───── Source material ─────

PR #219, opened 2022-08-23
Required array parameter fails conversion

breyed:
When passing a required variable of an array type to a query, the conversion operator used to access the wrapped value inside RequiredField throws an exception.

In the unit test in this PR, the failed conversion occurs in the cast `(Guid[])args.ids`. However, the error also occurs in the more subtle case of an implicit conversion, such as if `args.ids` is passed to a method that takes a parameter of type `Guid[]`.

A downstream problem is that the error handling is throwing an NullRefernceException, causing the original exception related to `IConvertable` to not be output.


lukemurray:
Thanks for all the tests for cases we're missing!

breyed:
Happy to add the tests. Thanks for a library that is quite useful for complex enterprise applications (which are great at exposing edge cases). :-)

PR #223, opened 2022-08-25
bug: mutations with inline args don't support variables with different name to argument name

bzbetty:
```
  var gql = new QueryRequest
            {
                Query = @"mutation AddPersonSingleArgument($differentName: InputObject) {
                  addPersonSingleArgument(nameInput: $differentName) { id name }
                }",
                Variables = new QueryVariables {
                    { "differentName", new InputObject() { Name = "Frank" } },
                }
            };
```

was failing to find differentName as the argument for nameInput


lukemurray:
Does this fix #225 as well?

bzbetty:
> Does this fix #225 as well?

it might actually

PR #224, opened 2022-08-25
Hold the type a field  belongs to

lukemurray:
So we can better tell same name fields from different types apart for union types

@bzbetty thoughts on this instead of replacing the name to insert the type in one spot and removing it later?

Seems knowing the type the field came from would be useful elsewhere too.


bzbetty:
yah i really like that idea, didn't think of that.

PR #228, opened 2022-08-27
Cannot pass object with selected fields to resolution method

breyed:
To select fields from an object, EntityGraphQL creates a proxy object for it. This proxy object is incompatible with the original type. The incompatibility causes a runtime error when the proxy object is passed to a method used to resolve a subsequent field. This PR tests this scenario.

### DIFF
--- a/src/tests/EntityGraphQL.Tests/QueryTests/ServiceFieldTests.cs
+++ b/src/tests/EntityGraphQL.Tests/QueryTests/ServiceFieldTests.cs
@@ -704,7 +704,7 @@ namespace EntityGraphQL.Tests
             schema.AddType<ProjectConfig>("ProjectConfig").AddAllFields();
 
             schema.Type<Project>().AddField("config", "Get project config")
-                .ResolveWithService<ConfigService>((p, srv) => srv.Get(p.Id));
+                .ResolveWithService<ConfigService>((p, srv) => srv.Get(p));
             // because of the selections of the config.type (a service) when we do our second selection (first is EF compatible)
             // the type of t will not match, need to be replaced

─────

■ Your assignment:
Look through the data above for the string "original" and copy every line where it appears.

■ Output of the exercise:
A downstream problem is that the error handling is throwing an NullRefernceException, causing the original exception related to `IConvertable` to not be output.
To select fields from an object, EntityGraphQL creates a proxy object for it. This proxy object is incompatible with the original type. The incompatibility causes a runtime error when the proxy object is passed to a method used to resolve a subsequent field. This PR tests this scenario.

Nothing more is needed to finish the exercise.